Data supplied:
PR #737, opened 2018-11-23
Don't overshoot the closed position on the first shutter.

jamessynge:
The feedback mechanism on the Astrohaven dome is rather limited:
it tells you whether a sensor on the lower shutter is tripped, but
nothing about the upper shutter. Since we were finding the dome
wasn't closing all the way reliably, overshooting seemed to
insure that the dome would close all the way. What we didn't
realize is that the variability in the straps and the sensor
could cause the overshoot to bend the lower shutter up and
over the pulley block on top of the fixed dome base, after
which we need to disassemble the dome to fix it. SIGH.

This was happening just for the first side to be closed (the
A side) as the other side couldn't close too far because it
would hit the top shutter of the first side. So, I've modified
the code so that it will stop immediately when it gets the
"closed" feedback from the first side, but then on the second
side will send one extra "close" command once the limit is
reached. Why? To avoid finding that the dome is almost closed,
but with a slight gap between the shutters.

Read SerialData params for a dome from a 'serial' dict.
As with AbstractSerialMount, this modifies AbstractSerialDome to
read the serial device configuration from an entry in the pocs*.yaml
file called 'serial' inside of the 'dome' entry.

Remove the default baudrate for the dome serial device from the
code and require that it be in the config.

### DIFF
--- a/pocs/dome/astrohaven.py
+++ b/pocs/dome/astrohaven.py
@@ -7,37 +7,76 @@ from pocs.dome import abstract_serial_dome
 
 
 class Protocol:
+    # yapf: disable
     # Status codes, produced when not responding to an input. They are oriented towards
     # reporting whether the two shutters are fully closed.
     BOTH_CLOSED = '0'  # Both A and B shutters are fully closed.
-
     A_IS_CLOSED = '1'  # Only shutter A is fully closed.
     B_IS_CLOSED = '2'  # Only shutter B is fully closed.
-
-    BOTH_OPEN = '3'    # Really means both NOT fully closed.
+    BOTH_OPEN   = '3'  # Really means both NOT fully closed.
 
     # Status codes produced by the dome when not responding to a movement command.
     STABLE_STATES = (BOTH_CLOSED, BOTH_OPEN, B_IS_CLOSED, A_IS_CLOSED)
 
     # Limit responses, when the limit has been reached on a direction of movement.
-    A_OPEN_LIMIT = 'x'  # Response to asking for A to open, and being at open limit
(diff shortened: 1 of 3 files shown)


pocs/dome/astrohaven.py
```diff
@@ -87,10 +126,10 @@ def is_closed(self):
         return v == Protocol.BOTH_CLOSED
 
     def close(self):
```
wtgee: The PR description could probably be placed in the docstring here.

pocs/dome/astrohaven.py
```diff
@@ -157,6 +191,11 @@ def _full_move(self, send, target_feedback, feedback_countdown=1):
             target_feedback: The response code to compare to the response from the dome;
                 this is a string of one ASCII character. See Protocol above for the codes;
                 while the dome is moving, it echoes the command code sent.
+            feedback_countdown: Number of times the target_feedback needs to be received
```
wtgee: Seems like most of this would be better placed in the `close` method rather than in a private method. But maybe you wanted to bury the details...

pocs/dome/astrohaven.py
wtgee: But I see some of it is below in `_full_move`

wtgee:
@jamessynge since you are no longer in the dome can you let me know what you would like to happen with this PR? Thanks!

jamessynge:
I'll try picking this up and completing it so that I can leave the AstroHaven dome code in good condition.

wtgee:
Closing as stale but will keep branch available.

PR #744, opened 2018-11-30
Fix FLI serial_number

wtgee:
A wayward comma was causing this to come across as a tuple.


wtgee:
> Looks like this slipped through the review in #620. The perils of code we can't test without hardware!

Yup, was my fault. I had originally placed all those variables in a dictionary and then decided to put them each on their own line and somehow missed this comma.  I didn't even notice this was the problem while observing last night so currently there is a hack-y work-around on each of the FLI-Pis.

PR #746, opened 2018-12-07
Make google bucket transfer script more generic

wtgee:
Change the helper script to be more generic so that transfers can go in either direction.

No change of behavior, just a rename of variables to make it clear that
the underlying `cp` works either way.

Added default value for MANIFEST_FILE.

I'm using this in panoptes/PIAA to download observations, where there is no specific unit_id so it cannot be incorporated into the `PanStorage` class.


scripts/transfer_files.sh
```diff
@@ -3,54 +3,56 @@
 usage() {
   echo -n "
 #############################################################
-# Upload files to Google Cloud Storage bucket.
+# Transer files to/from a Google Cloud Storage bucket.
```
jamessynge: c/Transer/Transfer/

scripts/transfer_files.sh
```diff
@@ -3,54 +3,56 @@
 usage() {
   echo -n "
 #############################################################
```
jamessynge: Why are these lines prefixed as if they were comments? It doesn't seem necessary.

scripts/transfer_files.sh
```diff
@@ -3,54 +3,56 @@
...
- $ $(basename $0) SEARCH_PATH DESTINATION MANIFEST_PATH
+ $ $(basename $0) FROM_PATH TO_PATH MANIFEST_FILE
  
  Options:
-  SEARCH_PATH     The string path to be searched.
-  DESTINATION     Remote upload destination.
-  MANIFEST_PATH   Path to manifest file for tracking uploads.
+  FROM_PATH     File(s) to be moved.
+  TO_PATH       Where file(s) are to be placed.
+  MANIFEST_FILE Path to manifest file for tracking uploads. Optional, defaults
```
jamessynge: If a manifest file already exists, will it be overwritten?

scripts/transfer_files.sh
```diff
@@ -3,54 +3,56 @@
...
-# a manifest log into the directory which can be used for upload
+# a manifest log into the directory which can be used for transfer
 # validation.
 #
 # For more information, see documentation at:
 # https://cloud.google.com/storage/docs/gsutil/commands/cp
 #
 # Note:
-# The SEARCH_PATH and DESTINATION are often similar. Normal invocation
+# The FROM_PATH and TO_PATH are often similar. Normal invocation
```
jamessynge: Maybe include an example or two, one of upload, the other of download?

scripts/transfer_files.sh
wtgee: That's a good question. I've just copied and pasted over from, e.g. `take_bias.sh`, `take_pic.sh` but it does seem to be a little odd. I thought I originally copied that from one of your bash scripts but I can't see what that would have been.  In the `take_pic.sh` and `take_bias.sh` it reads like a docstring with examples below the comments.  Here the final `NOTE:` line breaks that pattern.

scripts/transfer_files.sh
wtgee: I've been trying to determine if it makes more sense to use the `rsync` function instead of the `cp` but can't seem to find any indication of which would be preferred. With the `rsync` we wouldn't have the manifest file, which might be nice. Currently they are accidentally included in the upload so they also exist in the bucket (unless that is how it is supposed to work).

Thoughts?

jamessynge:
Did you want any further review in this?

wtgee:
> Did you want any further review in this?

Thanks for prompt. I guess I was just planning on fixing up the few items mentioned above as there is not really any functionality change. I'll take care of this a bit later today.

Required action: Print all records shown above, word for word.

Exercise solution:
PR #737, opened 2018-11-23
Don't overshoot the closed position on the first shutter.

jamessynge:
The feedback mechanism on the Astrohaven dome is rather limited:
it tells you whether a sensor on the lower shutter is tripped, but
nothing about the upper shutter. Since we were finding the dome
wasn't closing all the way reliably, overshooting seemed to
insure that the dome would close all the way. What we didn't
realize is that the variability in the straps and the sensor
could cause the overshoot to bend the lower shutter up and
over the pulley block on top of the fixed dome base, after
which we need to disassemble the dome to fix it. SIGH.

This was happening just for the first side to be closed (the
A side) as the other side couldn't close too far because it
would hit the top shutter of the first side. So, I've modified
the code so that it will stop immediately when it gets the
"closed" feedback from the first side, but then on the second
side will send one extra "close" command once the limit is
reached. Why? To avoid finding that the dome is almost closed,
but with a slight gap between the shutters.

Read SerialData params for a dome from a 'serial' dict.
As with AbstractSerialMount, this modifies AbstractSerialDome to
read the serial device configuration from an entry in the pocs*.yaml
file called 'serial' inside of the 'dome' entry.

Remove the default baudrate for the dome serial device from the
code and require that it be in the config.

### DIFF
--- a/pocs/dome/astrohaven.py
+++ b/pocs/dome/astrohaven.py
@@ -7,37 +7,76 @@ from pocs.dome import abstract_serial_dome
 
 
 class Protocol:
+    # yapf: disable
     # Status codes, produced when not responding to an input. They are oriented towards
     # reporting whether the two shutters are fully closed.
     BOTH_CLOSED = '0'  # Both A and B shutters are fully closed.
-
     A_IS_CLOSED = '1'  # Only shutter A is fully closed.
     B_IS_CLOSED = '2'  # Only shutter B is fully closed.
-
-    BOTH_OPEN = '3'    # Really means both NOT fully closed.
+    BOTH_OPEN   = '3'  # Really means both NOT fully closed.
 
     # Status codes produced by the dome when not responding to a movement command.
     STABLE_STATES = (BOTH_CLOSED, BOTH_OPEN, B_IS_CLOSED, A_IS_CLOSED)
 
     # Limit responses, when the limit has been reached on a direction of movement.
-    A_OPEN_LIMIT = 'x'  # Response to asking for A to open, and being at open limit
(diff shortened: 1 of 3 files shown)


pocs/dome/astrohaven.py
```diff
@@ -87,10 +126,10 @@ def is_closed(self):
         return v == Protocol.BOTH_CLOSED
 
     def close(self):
```
wtgee: The PR description could probably be placed in the docstring here.

pocs/dome/astrohaven.py
```diff
@@ -157,6 +191,11 @@ def _full_move(self, send, target_feedback, feedback_countdown=1):
             target_feedback: The response code to compare to the response from the dome;
                 this is a string of one ASCII character. See Protocol above for the codes;
                 while the dome is moving, it echoes the command code sent.
+            feedback_countdown: Number of times the target_feedback needs to be received
```
wtgee: Seems like most of this would be better placed in the `close` method rather than in a private method. But maybe you wanted to bury the details...

pocs/dome/astrohaven.py
wtgee: But I see some of it is below in `_full_move`

wtgee:
@jamessynge since you are no longer in the dome can you let me know what you would like to happen with this PR? Thanks!

jamessynge:
I'll try picking this up and completing it so that I can leave the AstroHaven dome code in good condition.

wtgee:
Closing as stale but will keep branch available.

PR #744, opened 2018-11-30
Fix FLI serial_number

wtgee:
A wayward comma was causing this to come across as a tuple.


wtgee:
> Looks like this slipped through the review in #620. The perils of code we can't test without hardware!

Yup, was my fault. I had originally placed all those variables in a dictionary and then decided to put them each on their own line and somehow missed this comma.  I didn't even notice this was the problem while observing last night so currently there is a hack-y work-around on each of the FLI-Pis.

PR #746, opened 2018-12-07
Make google bucket transfer script more generic

wtgee:
Change the helper script to be more generic so that transfers can go in either direction.

No change of behavior, just a rename of variables to make it clear that
the underlying `cp` works either way.

Added default value for MANIFEST_FILE.

I'm using this in panoptes/PIAA to download observations, where there is no specific unit_id so it cannot be incorporated into the `PanStorage` class.


scripts/transfer_files.sh
```diff
@@ -3,54 +3,56 @@
 usage() {
   echo -n "
 #############################################################
-# Upload files to Google Cloud Storage bucket.
+# Transer files to/from a Google Cloud Storage bucket.
```
jamessynge: c/Transer/Transfer/

scripts/transfer_files.sh
```diff
@@ -3,54 +3,56 @@
 usage() {
   echo -n "
 #############################################################
```
jamessynge: Why are these lines prefixed as if they were comments? It doesn't seem necessary.

scripts/transfer_files.sh
```diff
@@ -3,54 +3,56 @@
...
- $ $(basename $0) SEARCH_PATH DESTINATION MANIFEST_PATH
+ $ $(basename $0) FROM_PATH TO_PATH MANIFEST_FILE
  
  Options:
-  SEARCH_PATH     The string path to be searched.
-  DESTINATION     Remote upload destination.
-  MANIFEST_PATH   Path to manifest file for tracking uploads.
+  FROM_PATH     File(s) to be moved.
+  TO_PATH       Where file(s) are to be placed.
+  MANIFEST_FILE Path to manifest file for tracking uploads. Optional, defaults
```
jamessynge: If a manifest file already exists, will it be overwritten?

scripts/transfer_files.sh
```diff
@@ -3,54 +3,56 @@
...
-# a manifest log into the directory which can be used for upload
+# a manifest log into the directory which can be used for transfer
 # validation.
 #
 # For more information, see documentation at:
 # https://cloud.google.com/storage/docs/gsutil/commands/cp
 #
 # Note:
-# The SEARCH_PATH and DESTINATION are often similar. Normal invocation
+# The FROM_PATH and TO_PATH are often similar. Normal invocation
```
jamessynge: Maybe include an example or two, one of upload, the other of download?

scripts/transfer_files.sh
wtgee: That's a good question. I've just copied and pasted over from, e.g. `take_bias.sh`, `take_pic.sh` but it does seem to be a little odd. I thought I originally copied that from one of your bash scripts but I can't see what that would have been.  In the `take_pic.sh` and `take_bias.sh` it reads like a docstring with examples below the comments.  Here the final `NOTE:` line breaks that pattern.

scripts/transfer_files.sh
wtgee: I've been trying to determine if it makes more sense to use the `rsync` function instead of the `cp` but can't seem to find any indication of which would be preferred. With the `rsync` we wouldn't have the manifest file, which might be nice. Currently they are accidentally included in the upload so they also exist in the bucket (unless that is how it is supposed to work).

Thoughts?

jamessynge:
Did you want any further review in this?

wtgee:
> Did you want any further review in this?

Thanks for prompt. I guess I was just planning on fixing up the few items mentioned above as there is not really any functionality change. I'll take care of this a bit later today.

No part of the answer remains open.